Pursuant to a placement agent agreement (the “Placement Agent Agreement”) with the placement agent for the offering of the Units (the “Placement Agent”), at the closing of the sale of the Units the Company paid the Placement Agent, as a commission, an amount equal to 10% of the aggregate sales price of the Units, plus a non-accountable expense allowance equal to 3% of the aggregate sales price of the Units.  In addition, pursuant to the Placement Agent Agreement, the Company is required to issue to the Placement Agent: (a) 5 year warrants to purchase up to 10,889 shares of Common Stock at an exercise price of $4.50 per share (b) 5 year warrants to purchase up to 5,444 shares of Common Stock at an exercise price of $5.75 per share and (C) 5 year warrants to purchase up to 5,444 shares of Common Stock at an exercise price of $7.75 per share.
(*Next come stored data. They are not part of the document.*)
PR #11, opened 2020-10-21
Fix Chebyshev modes

alexfikl:


doc/conf.py
```diff
@@ -272,4 +272,4 @@
         "https://documen.tician.de/pytools": None,
         }
 
-autoclass_content = "both"
+autoclass_content = "class"
```
alexfikl, line 275: Note to self: I feel like this might have broken something, so need to check.

inducer: I agree that `class` is the desired setting, FWIW.

modepy/modes.py
```diff
@@ -126,9 +126,11 @@ def jacobi(alpha, beta, n, x):
     PL = np.zeros((Nx, n+1), np.float64)  # noqa: N806
 
     # Initial values P_0(x) and P_1(x)
-    gamma0 = (2**(alpha+beta+1)
-            / (alpha+beta+1.)
-            * gamma(alpha+1) * gamma(beta+1) / gamma(alpha+beta+1))
+    if abs(alpha + beta + 1) < 1.0e-14:
+        gamma0 = np.pi
```
inducer, line 130: Could you add a comment on what's wrong below without this conditional?

(Maybe also mention that this case covers Chebyshev of the first kind?)

modepy/quadrature/jacobi_gauss.py
```diff
@@ -126,30 +141,28 @@ def b(n):
...
 
 
 class ChebyshevGaussQuadrature(JacobiGaussQuadrature):
-    """Chebyshev-Gauss quadrature of the first/second kind are special cases
-    of Gauss–Jacobi quadrature with α = β = -0.5/0.5.
+    r"""A Gauss quadrature rule with a square root weight.
+
+    The Chebyshev-Gauss quadrature rules of the first kind and second kind
+    correspond to Gauss-Jacobi quadrature rules with
+    :math:`\alpha = \beta = 0.5` and :math:`\alpha = \beta = 0.5`,
```
inducer, line 159:
```suggestion
    :math:`\alpha = \beta = -0.5` and :math:`\alpha = \beta = 0.5`,
```

modepy/quadrature/jacobi_gauss.py
```diff
@@ -126,30 +141,28 @@ def b(n):
...
 
-    def __init__(self, N, backend=None):  # noqa
+    def __init__(self, N, backend=None):  # noqa: N803
         JacobiGaussQuadrature.__init__(self, 0, 0, N, backend)
 
 
 class ChebyshevGaussQuadrature(JacobiGaussQuadrature):
-    """Chebyshev-Gauss quadrature of the first/second kind are special cases
-    of Gauss–Jacobi quadrature with α = β = -0.5/0.5.
+    r"""A Gauss quadrature rule with a square root weight.
```
inducer, line 155:
```suggestion
    r"""A Gauss quadrature rule with weight :math:`\sqrt{1-x^2}^{\mp 1}`.
```

test/test_modes.py
```diff
@@ -37,37 +42,25 @@
...
-            if i == j:
-                true_result = 1
-            else:
-                true_result = 0
             err = abs(result-true_result)
             maxerr = max(maxerr, err)
-            if abs(result-true_result) > ebound:
-                print(("bad", alpha, beta, i, j, abs(result-true_result)))
+            if abs(result - true_result) > ebound:
+                logger.info("[FAILED] (%g, %g): (%d, %d) error %.5e",
```
inducer, line 62:
```suggestion
                logger.error("[FAILED] (%g, %g): (%d, %d) error %.5e",
```

test/test_modes.py
```diff
@@ -37,37 +42,25 @@
...
     from functools import partial
-    jac_f = [partial(jacobi, alpha, beta, n) for n in range(max_n)]
-    wf = WeightFunction(alpha, beta)
+    jac_f = [partial(m.jacobi, alpha, beta, n) for n in range(max_n)]
     maxerr = 0
 
     for i, fi in enumerate(jac_f):
         for j, fj in enumerate(jac_f):
-            result = quad(lambda x: wf(x)*fi(x)*fj(x))
+            result = quad(lambda x: fi(x)*fj(x))
```
inducer, line 56: Yikes! How did this ever work correctly in the non-Legendre case?

inducer (commented):
Thanks!

modepy/modes.py
alexfikl: Fixed in d21df36. Also extended the formula so that it actually works for all `alpha + beta == 1` cases, not just Chebyshev.

doc/conf.py
alexfikl: Looked through it and fixed some issues in cc5873b. Should be ok now.

inducer:
Thanks!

The terms of the Placement Agent warrants will be substantially similar to the Warrants except that the Placement
Agent warrants will also be exercisable on a cashless basis and will include full ratchet anti-dilution protection.
C.
On March 1, 2018, Integrity Applications, Inc., a Delaware corporation (the “Company”), entered into a Securities Purchase Agreement (the “Purchase Agreement”) with certain accredited investors (the “Purchasers”) pursuant to which, on March 2, 2018, the Company issued to

 
Purchasers an aggregate of  311,112 units of the Company (each a “Unit” and, collectively, the “Units”), each consisting of (a) one share (collectively, the “Shares”) of the Company’s common stock, par value $0.001 per share (the “Common Stock”), (b) a five year warrant to purchase, at an exercise price of $4.50 per share, one share of Common Stock (collectively, the “Series D-1 Warrants”), (c) a five year warrant to purchase, at an exercise price of $5.75 per share, one share of Common Stock (collectively, the “Series D-2 Warrants”), and (d) a five year warrant to purchase, at an exercise price of $7.75 per share, one share of Common Stock (collectively, the “Series D-3 Warrants”, and together with the Series D-1 Warrants and Series D‑2 Warrants, the “Warrants”).  The Company received aggregate gross proceeds of $1,400,000 from the sale of the Units pursuant to the Purchase Agreement.
 
Pursuant to a placement agent agreement (the “Placement Agent Agreement”) with the placement agent for the offering of the Units (the “Placement Agent”), at the closing of the sale of the Units the Company paid the Placement Agent, as a commission, an amount equal to 10% of the aggregate sales price of the Units, plus a non-accountable expense allowance equal to 3% of the aggregate sales price of the Units.  In addition, pursuant to the Placement Agent Agreement, the Company is required to issue to the Placement Agent: (a) 5 year warrants to purchase up to 62,222 shares of Common Stock at an exercise price of $4.50 per share (b) 5 year warrants to purchase up to 31,111 shares of Common Stock at an exercise price of $5.75 per share and (C) 5 year warrants to purchase up to 31,111 shares of Common Stock at an exercise price of $7.75 per share.  The terms of the Placement Agent warrants will be substantially similar to the Warrants except that the Placement Agent warrants will also be exercisable on a cashless basis and will include full ratchet anti-dilution protection.
 
D.
On April 7, 2017, the Board approved an amendment to the 2010 Incentive Compensation Plan of the Company (the “Plan”) to increase the number of shares of the Company’s Common Stock reserved for issuance under the Plan from 1,000,000 shares to 5,625,000 shares. On February 15, 2018, the Board approved another amendment to the Plan to further increase the number of shares of common stock reserved for issuance under the Plan to 7,000,000 shares. On March 23, 2018, stockholders of the Company approved the two amendments to the Plan adopted by the Board as of April 7, 2017 and February 15, 2018.